__REQUIRED ACTION__:
Only those lines in the data below from the line containing "I've updated /" through the line containing "I had thought", both included, should be restated word for word.

__PROVIDED DATA__:
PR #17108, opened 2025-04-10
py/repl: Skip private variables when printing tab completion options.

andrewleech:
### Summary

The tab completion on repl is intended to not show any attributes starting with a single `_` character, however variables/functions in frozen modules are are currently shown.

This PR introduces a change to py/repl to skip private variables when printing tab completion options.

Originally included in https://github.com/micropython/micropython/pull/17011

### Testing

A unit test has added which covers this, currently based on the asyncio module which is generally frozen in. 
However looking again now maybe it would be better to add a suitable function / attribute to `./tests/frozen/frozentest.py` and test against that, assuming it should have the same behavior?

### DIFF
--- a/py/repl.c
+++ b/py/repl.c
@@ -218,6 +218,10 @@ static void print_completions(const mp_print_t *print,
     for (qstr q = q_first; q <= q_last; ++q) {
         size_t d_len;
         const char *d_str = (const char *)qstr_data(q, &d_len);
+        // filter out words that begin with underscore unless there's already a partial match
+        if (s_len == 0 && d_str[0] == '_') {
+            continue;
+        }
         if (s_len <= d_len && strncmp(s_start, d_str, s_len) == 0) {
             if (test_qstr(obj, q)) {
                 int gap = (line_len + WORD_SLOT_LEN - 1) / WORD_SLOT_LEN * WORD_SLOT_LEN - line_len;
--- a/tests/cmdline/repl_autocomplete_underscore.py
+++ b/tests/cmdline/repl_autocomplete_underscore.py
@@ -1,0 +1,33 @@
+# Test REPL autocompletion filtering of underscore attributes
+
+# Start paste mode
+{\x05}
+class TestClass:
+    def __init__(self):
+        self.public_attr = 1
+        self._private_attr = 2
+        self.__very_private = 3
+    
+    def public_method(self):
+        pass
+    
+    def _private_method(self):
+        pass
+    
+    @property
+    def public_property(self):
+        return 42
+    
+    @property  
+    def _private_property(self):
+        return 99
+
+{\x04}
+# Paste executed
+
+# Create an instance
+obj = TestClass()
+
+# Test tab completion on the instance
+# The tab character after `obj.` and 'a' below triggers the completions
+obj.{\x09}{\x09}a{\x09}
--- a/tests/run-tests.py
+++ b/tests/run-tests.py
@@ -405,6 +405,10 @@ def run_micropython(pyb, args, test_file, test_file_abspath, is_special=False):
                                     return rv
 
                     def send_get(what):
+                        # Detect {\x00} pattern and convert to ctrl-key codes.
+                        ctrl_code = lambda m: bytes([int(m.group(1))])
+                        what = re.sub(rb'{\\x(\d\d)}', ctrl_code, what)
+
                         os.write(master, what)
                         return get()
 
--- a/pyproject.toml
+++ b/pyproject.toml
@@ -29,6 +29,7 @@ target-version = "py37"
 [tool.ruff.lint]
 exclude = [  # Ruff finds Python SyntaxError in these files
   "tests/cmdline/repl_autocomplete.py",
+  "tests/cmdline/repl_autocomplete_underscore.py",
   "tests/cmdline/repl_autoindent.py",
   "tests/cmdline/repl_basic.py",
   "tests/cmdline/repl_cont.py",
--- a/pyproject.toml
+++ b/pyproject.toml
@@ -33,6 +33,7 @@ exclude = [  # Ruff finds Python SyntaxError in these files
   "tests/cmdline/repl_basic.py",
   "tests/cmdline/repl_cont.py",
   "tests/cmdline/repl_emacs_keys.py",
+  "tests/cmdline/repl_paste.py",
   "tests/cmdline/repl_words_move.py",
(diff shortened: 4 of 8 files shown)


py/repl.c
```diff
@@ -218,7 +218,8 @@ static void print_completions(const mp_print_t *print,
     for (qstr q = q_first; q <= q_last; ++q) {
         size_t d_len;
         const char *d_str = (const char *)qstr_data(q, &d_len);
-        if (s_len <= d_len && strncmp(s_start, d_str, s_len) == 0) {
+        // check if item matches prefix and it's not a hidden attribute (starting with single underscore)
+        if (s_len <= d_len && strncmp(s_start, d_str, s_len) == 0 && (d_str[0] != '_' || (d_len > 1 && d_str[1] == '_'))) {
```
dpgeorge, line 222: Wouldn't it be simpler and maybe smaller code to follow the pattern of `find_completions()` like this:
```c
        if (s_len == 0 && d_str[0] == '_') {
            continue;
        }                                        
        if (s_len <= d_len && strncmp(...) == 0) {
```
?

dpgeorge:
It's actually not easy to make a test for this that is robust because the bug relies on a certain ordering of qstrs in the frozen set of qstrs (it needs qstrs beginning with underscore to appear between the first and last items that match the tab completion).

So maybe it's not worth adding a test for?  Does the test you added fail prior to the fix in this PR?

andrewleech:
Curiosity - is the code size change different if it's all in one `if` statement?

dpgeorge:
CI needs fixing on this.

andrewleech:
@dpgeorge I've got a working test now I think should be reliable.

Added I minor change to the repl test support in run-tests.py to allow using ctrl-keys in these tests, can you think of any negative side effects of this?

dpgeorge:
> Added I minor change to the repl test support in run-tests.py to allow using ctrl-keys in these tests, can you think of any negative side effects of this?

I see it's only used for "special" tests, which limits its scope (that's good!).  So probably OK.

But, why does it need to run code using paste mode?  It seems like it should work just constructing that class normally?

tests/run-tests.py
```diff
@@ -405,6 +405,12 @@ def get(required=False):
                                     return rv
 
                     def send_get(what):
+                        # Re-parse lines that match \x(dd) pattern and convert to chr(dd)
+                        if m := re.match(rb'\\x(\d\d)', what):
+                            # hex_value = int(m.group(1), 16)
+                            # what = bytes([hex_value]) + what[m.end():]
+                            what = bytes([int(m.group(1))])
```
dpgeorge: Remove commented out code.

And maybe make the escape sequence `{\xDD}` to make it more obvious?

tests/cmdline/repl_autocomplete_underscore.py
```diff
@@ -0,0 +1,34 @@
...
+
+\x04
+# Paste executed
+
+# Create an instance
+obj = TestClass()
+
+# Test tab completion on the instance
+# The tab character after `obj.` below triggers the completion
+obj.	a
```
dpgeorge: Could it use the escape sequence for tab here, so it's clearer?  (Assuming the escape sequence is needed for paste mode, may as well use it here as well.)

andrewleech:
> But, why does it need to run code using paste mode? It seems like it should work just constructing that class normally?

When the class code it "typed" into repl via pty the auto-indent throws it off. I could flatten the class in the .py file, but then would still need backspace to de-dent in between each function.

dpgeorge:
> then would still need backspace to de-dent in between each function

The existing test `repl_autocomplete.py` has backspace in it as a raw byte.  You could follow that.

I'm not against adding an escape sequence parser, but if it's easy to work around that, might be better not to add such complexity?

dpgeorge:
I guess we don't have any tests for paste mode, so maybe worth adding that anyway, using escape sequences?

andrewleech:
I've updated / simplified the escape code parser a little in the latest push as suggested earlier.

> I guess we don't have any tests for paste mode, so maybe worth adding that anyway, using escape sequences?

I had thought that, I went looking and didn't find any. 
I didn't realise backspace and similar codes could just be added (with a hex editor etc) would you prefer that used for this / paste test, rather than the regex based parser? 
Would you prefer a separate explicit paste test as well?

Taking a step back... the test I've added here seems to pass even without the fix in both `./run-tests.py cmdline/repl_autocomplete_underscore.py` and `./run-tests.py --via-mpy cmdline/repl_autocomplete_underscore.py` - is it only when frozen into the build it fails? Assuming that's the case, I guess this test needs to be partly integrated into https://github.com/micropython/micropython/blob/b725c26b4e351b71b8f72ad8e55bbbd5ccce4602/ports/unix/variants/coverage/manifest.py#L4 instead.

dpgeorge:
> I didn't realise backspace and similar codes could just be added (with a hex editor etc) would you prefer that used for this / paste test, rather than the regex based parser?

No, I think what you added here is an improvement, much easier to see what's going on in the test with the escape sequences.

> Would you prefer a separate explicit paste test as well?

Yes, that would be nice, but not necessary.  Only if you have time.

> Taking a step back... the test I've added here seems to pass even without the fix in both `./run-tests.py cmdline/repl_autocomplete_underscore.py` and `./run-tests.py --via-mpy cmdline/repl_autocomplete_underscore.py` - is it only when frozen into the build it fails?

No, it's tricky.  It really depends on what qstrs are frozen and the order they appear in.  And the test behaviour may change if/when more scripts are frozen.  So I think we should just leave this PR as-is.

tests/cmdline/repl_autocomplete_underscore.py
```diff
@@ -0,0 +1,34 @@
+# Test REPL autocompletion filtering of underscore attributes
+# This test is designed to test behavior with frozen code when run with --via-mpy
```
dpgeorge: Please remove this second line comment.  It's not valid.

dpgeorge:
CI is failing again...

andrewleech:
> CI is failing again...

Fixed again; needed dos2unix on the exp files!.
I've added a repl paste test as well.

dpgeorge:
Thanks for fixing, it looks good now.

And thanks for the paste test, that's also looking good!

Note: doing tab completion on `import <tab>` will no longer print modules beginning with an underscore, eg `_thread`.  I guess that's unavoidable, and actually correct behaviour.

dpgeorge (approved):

__WRITTEN ANSWER__:
I've updated / simplified the escape code parser a little in the latest push as suggested earlier.

> I guess we don't have any tests for paste mode, so maybe worth adding that anyway, using escape sequences?

I had thought that, I went looking and didn't find any. 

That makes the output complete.